→ PROBLEM TO WORK ON:
Working through the records below, count the lines that include "ColoredKinFuImpl". The reply is that number alone.

→ SOURCE DATA:
+ + +
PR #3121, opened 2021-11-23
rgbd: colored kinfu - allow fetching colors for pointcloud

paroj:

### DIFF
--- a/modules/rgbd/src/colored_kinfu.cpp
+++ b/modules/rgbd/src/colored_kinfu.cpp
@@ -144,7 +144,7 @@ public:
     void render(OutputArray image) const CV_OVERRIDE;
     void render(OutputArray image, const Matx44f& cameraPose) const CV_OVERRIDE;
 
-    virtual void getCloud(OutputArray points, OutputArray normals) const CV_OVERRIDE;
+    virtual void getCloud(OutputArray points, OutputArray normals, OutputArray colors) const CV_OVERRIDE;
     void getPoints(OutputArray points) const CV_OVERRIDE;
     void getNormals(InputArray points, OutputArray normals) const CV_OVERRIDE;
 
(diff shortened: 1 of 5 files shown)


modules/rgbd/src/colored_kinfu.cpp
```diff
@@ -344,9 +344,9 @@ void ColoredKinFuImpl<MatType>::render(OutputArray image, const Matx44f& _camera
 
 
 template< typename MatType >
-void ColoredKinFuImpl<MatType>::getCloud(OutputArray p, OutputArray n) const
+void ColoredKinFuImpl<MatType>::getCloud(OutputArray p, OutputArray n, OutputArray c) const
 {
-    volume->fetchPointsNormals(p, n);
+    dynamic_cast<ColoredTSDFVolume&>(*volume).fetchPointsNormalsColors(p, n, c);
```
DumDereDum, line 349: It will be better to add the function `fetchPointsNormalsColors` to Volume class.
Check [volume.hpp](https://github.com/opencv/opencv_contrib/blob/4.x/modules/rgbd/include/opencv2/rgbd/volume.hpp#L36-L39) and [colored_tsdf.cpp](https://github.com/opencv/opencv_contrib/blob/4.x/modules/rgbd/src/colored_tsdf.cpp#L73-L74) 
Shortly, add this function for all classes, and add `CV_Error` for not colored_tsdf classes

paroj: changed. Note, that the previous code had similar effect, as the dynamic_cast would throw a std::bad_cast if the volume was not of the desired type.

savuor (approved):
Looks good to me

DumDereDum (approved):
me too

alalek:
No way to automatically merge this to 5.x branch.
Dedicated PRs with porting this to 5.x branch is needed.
+ + +
→ ANSWER:
3